PR #143, opened 2018-02-08
Check node name for the pod

sutaakar:
For analysis

### DIFF
--- a/framework-cloud/framework-openshift/src/main/java/org/kie/cloud/openshift/scenario/GenericScenarioImpl.java
+++ b/framework-cloud/framework-openshift/src/main/java/org/kie/cloud/openshift/scenario/GenericScenarioImpl.java
@@ -117,6 +117,8 @@ public class GenericScenarioImpl extends OpenShiftScenario implements GenericSce
         for (KieServerDeployment kieServerDeployment : kieServerDeployments) {
             kieServerDeployment.waitForScale();
         }
+
+        logNodeNameOfAllInstances();
     }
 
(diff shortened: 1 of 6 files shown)


framework-cloud/framework-openshift/src/main/java/org/kie/cloud/openshift/scenario/GenericScenarioImpl.java
```diff
@@ -112,10 +113,20 @@ public void deploy() {
         logger.info("Waiting for Workbench deployment to become ready.");
         for (WorkbenchDeployment workbenchDeployment : workbenchDeployments) {
             workbenchDeployment.waitForScale();
+
+            for (Instance workbenchInstance : workbenchDeployment.getInstances()) {
```
jhrcek: (Strictly optional) This looks kind of repetitive. Personally I'd create a utility method
```
public void logNodeNameOfAllInstances(Deployment deployment, String whatIsIt) {
     deployment.getInstances().forEach(
         instance -> {
            String instanceNodeName = project.getOpenShiftUtil().getPod(instance.getName()).getSpec().getNodeName();
            logger.info("{} name: {} ", whatIsIt, instanceNodeName);
         }
     );
```

and then call it like

`logNodeNameOfAllInstances("Workbench", workbenchDeployment);`

sutaakar: Adjusted to remove duplicities

PR #165, opened 2018-04-09
Adjustments for rhpam70-authoring template

sutaakar:


sutaakar:
Failures are caused by another change in different template, will be addressed in next PR.

PR #171, opened 2018-04-16
Adjustments for rhpam70-sit template

sutaakar:
Can be merged when the template itself is merged and URL is adjusted.


framework-cloud/framework-cloud-api/src/main/java/org/kie/cloud/api/scenario/builder/WorkbenchRuntimeSmartRouterTwoKieServersTwoDatabasesScenarioBuilder.java
```diff
@@ -0,0 +1,49 @@
...
+     * @param smartRouterId Smart router id.
+     * @return Builder with configured Smart router id.
+     */
+    WorkbenchRuntimeSmartRouterTwoKieServersTwoDatabasesScenarioBuilder withSmartRouterId(String smartRouterId);
+
+    /**
+     * @param kieServerId kie-server id
+     * @return Builder with kie-server id set
+     */
+    WorkbenchRuntimeSmartRouterTwoKieServersTwoDatabasesScenarioBuilder withKieServerId(String kieServerId);
```
jakubschwan: We should be able to configure ID for both Kie Servers in template, right? Or is there only one KieServerId with suffix for each deployment? Please change this to 'withKieServerOneId' and add 'withKieServerTwoId'.

sutaakar: Good catch, currently there is no way to set Kie server id of any Kie server in this template so I remove it. Question is if there should be a way to set it. I will ask in the template PR.

PR #178, opened 2018-04-27
Load template URLs on OpenShiftTemplate init, not in tests

jhrcek:
I'm trying to solve the problem with having to duplicate declarations in bxms-qe-tests for these often changing properties.

Advantages:
- It solves my problem, because properties are loaded within the kie-wb-cloud framework classes
- It removes some property declaration overhead in pom.xml and copying properties to failsafe plugin.
- The properties are defined in the same module / package as the enum representing the Templates

Disadvantages: 
- TestInfoPrinter prints `<value> = null` for these url properties, because it's looking up the values from system properties.
- The logic to load properties is implemented in procedural code, and is no longer declarative in pom.xml

Further ideas to think about: do we even need this level of indirection (loading properties from files)? Why not declare the URLs for templates directly in the enum constants? If you need to test with different template url locally, you can change the url in the enum. If you need to test different template url on jenkins, you can change the enum again, push to separate branch and rerun the job with that branch. Is the current approach (via prop. files loaded by property-maven-plugin) more flexible in some ways?


sutaakar:
@jhrcek Good points. What it would mean if we will define URLs directly in enums? Will it mean that there will be distinct enums for different databases? Or for drools and jbpm?
Or would it have sense to split scenarios themselves to drools/jbpm/db specific ones? So the tests will contain different lists of scenarios for drools and jbpm?

jhrcek:
@sutaakar In my opinion the Template enum should be dumb and each constant should correspond to 1 template URL. There should be layer of logic above that (e.g. `TemplateUtil`) which would select appropriate enum constant based on some external configuration(product / database etc). I'll implement this and add it in separate commit for you to check..

framework-cloud/framework-openshift/src/main/java/org/kie/cloud/openshift/template/OpenShiftTemplatePropertiesLoader.java
```diff
@@ -0,0 +1,52 @@
+package org.kie.cloud.openshift.template;
+
+import java.io.IOException;
+import java.io.InputStream;
+import java.util.Properties;
+
+import org.slf4j.Logger;
+import org.slf4j.LoggerFactory;
+
+class OpenShiftTemplatePropertiesLoader {
```
triceo: Not sure what it is about this class, but I don't like it. Perhaps it's the fact that all methods are `static`, yet it is not a singleton? Perhaps it's the way how `static load()` relies on side-effects of `static loadTemplate...()`?

The entire thing could essentially just be a lazy-loaded field.

framework-cloud/framework-openshift/src/main/java/org/kie/cloud/openshift/template/TemplateSelector.java
```diff
@@ -0,0 +1,36 @@
+package org.kie.cloud.openshift.template;
+
+import java.util.Arrays;
+
+class TemplateSelector {
+
+    enum Database {
+        postgresql,
```
triceo: Maybe I'm wrong, but doesn't the code style dictate that enum values are all upper-case?

framework-cloud/framework-openshift/pom.xml
```diff
@@ -57,6 +57,11 @@
       <artifactId>commons-io</artifactId>
     </dependency>
 
+    <dependency>
+      <groupId>org.apache.commons</groupId>
+      <artifactId>commons-lang3</artifactId>
```
triceo: Personally, I'd say that including the entire library just to use a simple `StringUtils.isEmpty()` is overkill.

jhrcek: I agree. I wanted to use it for something else, but in the end I didn't. Removed

framework-cloud/framework-openshift/src/main/java/org/kie/cloud/openshift/template/OpenShiftTemplatePropertiesLoader.java
jhrcek: > The entire thing could essentially just be a lazy-loaded field.

Not sure what you mean, but I did some simplification and made the constructor private..

framework-cloud/framework-openshift/src/main/java/org/kie/cloud/openshift/template/TemplateSelector.java
jhrcek: Changed the names to all uppercase. I just wanted to avoid case conversion when comparing with potential string values. But in the end I guess that `equalsIgnoringCase` doesn't hurt..

jhrcek:
@sutaakar @jiripetrlik If you agree with these changes, I'll create a PR to simplify jenkins job configuration tomorrow.

framework-cloud/framework-openshift/src/main/java/org/kie/cloud/openshift/template/TemplateSelector.java
```diff
@@ -0,0 +1,36 @@
...
+
+class TemplateSelector {
+
+    enum Database {
+        POSTGRESQL,
+        MYSQL,
+        GENERAL
+    }
+
+    enum Product {
```
triceo: @jhrcek One more thing crossed my mind - Is `Product` the proper name for something which has values of `DROOLS` and `JBPM`?

jhrcek: Good point changed to Project in last commit

PR #181, opened 2018-05-02
RHPAM-802: HTTPS secret is a required parameter

sutaakar:


sutaakar:
Test failures are caused by other changes, will be addressed in next PR.

PR #182, opened 2018-05-02
Retrieve route URI using route target service

sutaakar:
This should fix the remaining test issues related to recent template change. There are also bugs directly in templates, will be fixed by appropriate PR.


sutaakar:
Errors should be fixed by https://github.com/jboss-container-images/rhpam-7-openshift-image/pull/53

PR #184, opened 2018-05-22
Add tests for rhpam70-authoring-ha template

sutaakar:


framework-cloud/framework-cloud-api/src/main/java/org/kie/cloud/api/DeploymentScenarioBuilderFactory.java
```diff
@@ -35,6 +36,7 @@
     WorkbenchRuntimeSmartRouterTwoKieServersTwoDatabasesScenarioBuilder getWorkbenchRuntimeSmartRouterTwoKieServersTwoDatabasesScenarioBuilder();
     KieServerWithExternalDatabaseScenarioBuilder getKieServerWithExternalDatabaseScenarioBuilder();
     KieServerWithDatabaseScenarioBuilder getKieServerWithDatabaseScenarioBuilder();
+    ClusteredWorkbenchKieServerDatabasePersistentScenarioBuilder getClusteredWorkbenchKieServerDatabasePersistentScenarioBuilder();
```
jhrcek: Just to clarify: what does the work `Persistent` in scenario mean? Doesn't presence of `Database` already imply persistence?

sutaakar: @jhrcek Not necessarily. Persistent means that the deployment state is persisted through pod restarts. Theoretically database doesn't imply persistence as there may be ephemeral databases (though not used in our templates).

framework-cloud/framework-openshift/src/main/java/org/kie/cloud/openshift/scenario/ClusteredWorkbenchKieServerDatabasePersistentScenarioImpl.java
```diff
@@ -0,0 +1,120 @@
...
+        super.deploy();
+
+        logger.info("Processing template and creating resources from " + OpenShiftTemplate.CLUSTERED_WORKBENCH_KIE_SERVER_DATABASE_PERSISTENT.getTemplateUrl().toString());
+        envVariables.put(OpenShiftTemplateConstants.IMAGE_STREAM_NAMESPACE, project.getName());
+        project.processTemplateAndCreateResources(OpenShiftTemplate.CLUSTERED_WORKBENCH_KIE_SERVER_DATABASE_PERSISTENT.getTemplateUrl(), envVariables);
+
+        workbenchDeployment = new WorkbenchDeploymentImpl(project);
+        workbenchDeployment.setUsername(DeploymentConstants.getWorkbenchUser());
+        workbenchDeployment.setPassword(DeploymentConstants.getWorkbenchPassword());
+        workbenchDeployment.scale(1);
```
jakubschwan: If workbench is clustered, shouldn't we want default count of replicas > 1 ?

sutaakar: I set it to one to keep the same approach in all scenarios. That way all the tests can expect the same configuration available.

jakubschwan: Ok, make sense

sutaakar:
Test failure is related to image version

PR #185, opened 2018-05-23
Enable and update timer test

sutaakar:
Process updated due to synchronization issues. Now the process contains intermediate timer event generating 3 events, those events trigger PrintingNode.


sutaakar:
Test failures unrelated to the changes.

PR #187, opened 2018-05-25
Log failures when instance log is stored

sutaakar:
Log error instead of throwing exception so the test can continue.
Original approach prevented project to be deleted in case of any exception when retrieving logs.


sutaakar:
Failures are unrelated.

PR #188, opened 2018-06-04
Verify consistency of parameters in available templates

sutaakar:


test-cloud/test-cloud-template/src/test/java/org/kie/cloud/tests/template/TemplateParameterTest.java
```diff
@@ -0,0 +1,97 @@
...
+        OpenShiftConfig openShiftConfig = new OpenShiftConfigBuilder()
+                .withDisableApiGroupCheck(true)
+                .build();
+
+        openShiftClient = new DefaultOpenShiftClient(openShiftConfig);
+    }
+
+    @Test
+    public void testTemplateParameterDuplicities() {
+        for (OpenShiftTemplate openShiftTemplate : availableOpenShiftTemplates) {
```
jhrcek: I like this PR!  But instead of using for loop in these tests, we should be probably using `@Parametrized` test. In that way if there is problem introduced in 2 templates, we'll see separate failure for each of them, while this approach will only show one failure. WDYT?

sutaakar:
@jhrcek Updated according to your suggestion.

━━━━━━━━━━━━━━━━━━━━━━━━━━━━━━

TASK DESCRIPTION.
Transcribe only the trailing portion of the entries above: the line that contains "PR #185, opened 2018-05-23" and each line after it.

PROBLEM SOLUTION.
PR #185, opened 2018-05-23
Enable and update timer test

sutaakar:
Process updated due to synchronization issues. Now the process contains intermediate timer event generating 3 events, those events trigger PrintingNode.


sutaakar:
Test failures unrelated to the changes.

PR #187, opened 2018-05-25
Log failures when instance log is stored

sutaakar:
Log error instead of throwing exception so the test can continue.
Original approach prevented project to be deleted in case of any exception when retrieving logs.


sutaakar:
Failures are unrelated.

PR #188, opened 2018-06-04
Verify consistency of parameters in available templates

sutaakar:


test-cloud/test-cloud-template/src/test/java/org/kie/cloud/tests/template/TemplateParameterTest.java
```diff
@@ -0,0 +1,97 @@
...
+        OpenShiftConfig openShiftConfig = new OpenShiftConfigBuilder()
+                .withDisableApiGroupCheck(true)
+                .build();
+
+        openShiftClient = new DefaultOpenShiftClient(openShiftConfig);
+    }
+
+    @Test
+    public void testTemplateParameterDuplicities() {
+        for (OpenShiftTemplate openShiftTemplate : availableOpenShiftTemplates) {
```
jhrcek: I like this PR!  But instead of using for loop in these tests, we should be probably using `@Parametrized` test. In that way if there is problem introduced in 2 templates, we'll see separate failure for each of them, while this approach will only show one failure. WDYT?

sutaakar:
@jhrcek Updated according to your suggestion.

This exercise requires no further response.